Task to complete: All lines from the one containing "looks good! 👍" to the end of the entries below should be output exactly as they appear. No other lines should be output.

---+---

PR #247, opened 2017-06-16
When HEAD is detached find GitHub PR by SHA 

drewish:
I've been trying to use the GithubPullRequestReviewFormatter with a Jenkins pipeline but ran into a problem. Jenkins doesn't expose the PR number and it checks out the commit from the webhook rather than the branch. The best fix I could come up with was modifying pronto to find the PR based off the SHA if the repo has a detached HEAD.

I wasn't sure if this would be an acceptable change so I didn't bother with any specs. If it's something you'd consider merging I'm happy to add tests.

### DIFF
--- a/.rubocop.yml
+++ b/.rubocop.yml
@@ -17,3 +17,6 @@ Metrics/BlockLength:
   ExcludedMethods: Struct.new
   Exclude:
     - spec/**/*.rb
+
+Rubocop/Metrics/AbcSize:
+  Max: 25
--- a/lib/pronto/git/repository.rb
+++ b/lib/pronto/git/repository.rb
@@ -66,6 +66,10 @@ module Pronto
         head.oid
       end
 
+      def head_detached?
+        @repo.head_detached?
+      end
+
       private
 
       def empty_patches(sha)
--- a/lib/pronto/github.rb
+++ b/lib/pronto/github.rb
@@ -92,6 +92,10 @@ module Pronto
                   pull_requests.find { |pr| pr[:number].to_i == env_pull_id }
                 elsif @repo.branch
                   pull_requests.find { |pr| pr[:head][:ref] == @repo.branch }
+                elsif @repo.head_detached?
+                  pull_requests.find do |pr|
+                    pr[:head][:sha] == @repo.head_commit_sha
+                  end
                 end
     end
 
--- a/spec/pronto/github_spec.rb
+++ b/spec/pronto/github_spec.rb
@@ -3,7 +3,7 @@ module Pronto
     let(:github) { described_class.new(repo) }
 
     let(:repo) do
-      double(remote_urls: ['git@github.com:prontolabs/pronto.git'], branch: nil)
+      double(remote_urls: ['git@github.com:prontolabs/pronto.git'], branch: nil, head_detached?: false)
     end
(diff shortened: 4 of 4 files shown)


mmozuras:
@drewish seems good to me 👍

@mknapik @doomspork @aergonaut what do you think?

aergonaut:
Seems alright to me. I don't think it's possible to have more than one PR with the same head SHA, so finding the PR based on that seems fine.

drewish:
Cool I'll throw some specs together. Any suggestions on how to resolve that code climate issue?

drewish:
Actually looking at the existing tests I'm not sure specs for this make a ton of sense. `Pronto::Github#pull` is private and `Pronto::Git::Repository#head_detached?` just delegates to the  `Rugged::Repository`. If there's something that makes sense to the maintainers I'm happy to add it though.

doomspork:
@mmozuras sounds like a good idea, I'd run into this issue myself w/ a previous client.

aergonaut:
Codeclimate is complaining about the ABC size of that block. I personally think the block is fine as written so I would rather just increase the max value of that metric. @mmozuras what do you think about that?

mknapik:
@drewish You might find it useful: https://github.com/u2i/jenkins-pipeline-utils/blob/master/src/me/knapik/GitHub.groovy
https://github.com/u2i/jenkins-pipeline-utils/blob/master/vars/foreachPullRequest.groovy

And an example usage:
```groovy

        foreachPullRequest(GITHUB_ACCESS_TOKEN_CREDENTIALS_ID) { int pullRequestId, String targetBranchRef ->
            withEnv(["PULL_REQUEST_ID=${pullRequestId}"]) {
                rake "ci:pronto:pr[origin/${targetBranchRef}]"
            }
        }
```

drewish:
@mknapik oh neat yeah i've got some ruby code that does something similar. trying to do it in groovy with the CPS stuff was too much of a frustration for me. i found it easier to just call it via the shell. but when i was looking at the code in pronto i realized it just needed a couple tweaks to let me ditch my custom code.

mknapik:
@drewish The name of the job for PR job type is `PR-XX`.
image
So it is possible to strip `PR-`. Not as straightforward though.

drewish:
@mknapik ah thanks, I checked and we're doing the branch based PRs so that makes more sense to me now. 

@mmozuras I can bump the ABC metric as part of this PR if you think that makes sense or I'm happy to do that in a separate PR if that needs to be a prerequisite for this.

mmozuras:
@drewish we're in no hurry, so would prefer if you'd do it as part of this PR 👍

drewish:
Pushed up a change to the rubicon config. It looks like there were a few other places getting flagged by CC for that complexity issue that are now happier.

drewish:
I bumped it up to 25 since that was showing ~21. It looks like we've resolved a few other places that were getting flagged for that complexity issue.

It's looking green!

drewish:
@mmozuras let me know if there's anything else this PR needs.

mmozuras:
@drewish nope, looks good! 👍

mmozuras:
Released as part of [v0.9.4](https://github.com/prontolabs/pronto/releases/tag/v0.9.4).

Issue #254, opened 2017-07-26
Pronto runner for inspec


stiller-leser:
I have written a pronto runner for chef's inspec and test kitchen. You can find it [here](https://github.com/stiller-leser/pronto-inspec)

I'd call it an alpha version, but I'd love feedback on it. What it allows you to do is to specify which inspec suite should be run depending on the files that have been changed. It currently uses `kitchen test` for each suite, but that could be improved in future versions.

So who is this for? If you have a bigger chef repository (read not a git repo for every cookbook) you could use this to run tests just on the cookbook that has been changed. Also, depending on how your repository is set up, it allows you a very granular control over which suites to run when.

Thanks for the good work!

mmozuras:
@stiller-leser thanks for writing it! 🙇 

Could you make a PR, adding it to the list [here](https://github.com/prontolabs/pronto/#runners)? 😄

PR #262, opened 2017-09-11
Adds inspec runner for pronto to runner overview, re. #254

stiller-leser:
This adds my pronto runner for inspec tests to the runner overview in README.md, "solves" #254


doomspork:
Thank you @stiller-leser 😁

---+---

Completed task:
@drewish nope, looks good! 👍

mmozuras:
Released as part of [v0.9.4](https://github.com/prontolabs/pronto/releases/tag/v0.9.4).

Issue #254, opened 2017-07-26
Pronto runner for inspec


stiller-leser:
I have written a pronto runner for chef's inspec and test kitchen. You can find it [here](https://github.com/stiller-leser/pronto-inspec)

I'd call it an alpha version, but I'd love feedback on it. What it allows you to do is to specify which inspec suite should be run depending on the files that have been changed. It currently uses `kitchen test` for each suite, but that could be improved in future versions.

So who is this for? If you have a bigger chef repository (read not a git repo for every cookbook) you could use this to run tests just on the cookbook that has been changed. Also, depending on how your repository is set up, it allows you a very granular control over which suites to run when.

Thanks for the good work!

mmozuras:
@stiller-leser thanks for writing it! 🙇 

Could you make a PR, adding it to the list [here](https://github.com/prontolabs/pronto/#runners)? 😄

PR #262, opened 2017-09-11
Adds inspec runner for pronto to runner overview, re. #254

stiller-leser:
This adds my pronto runner for inspec tests to the runner overview in README.md, "solves" #254


doomspork:
Thank you @stiller-leser 😁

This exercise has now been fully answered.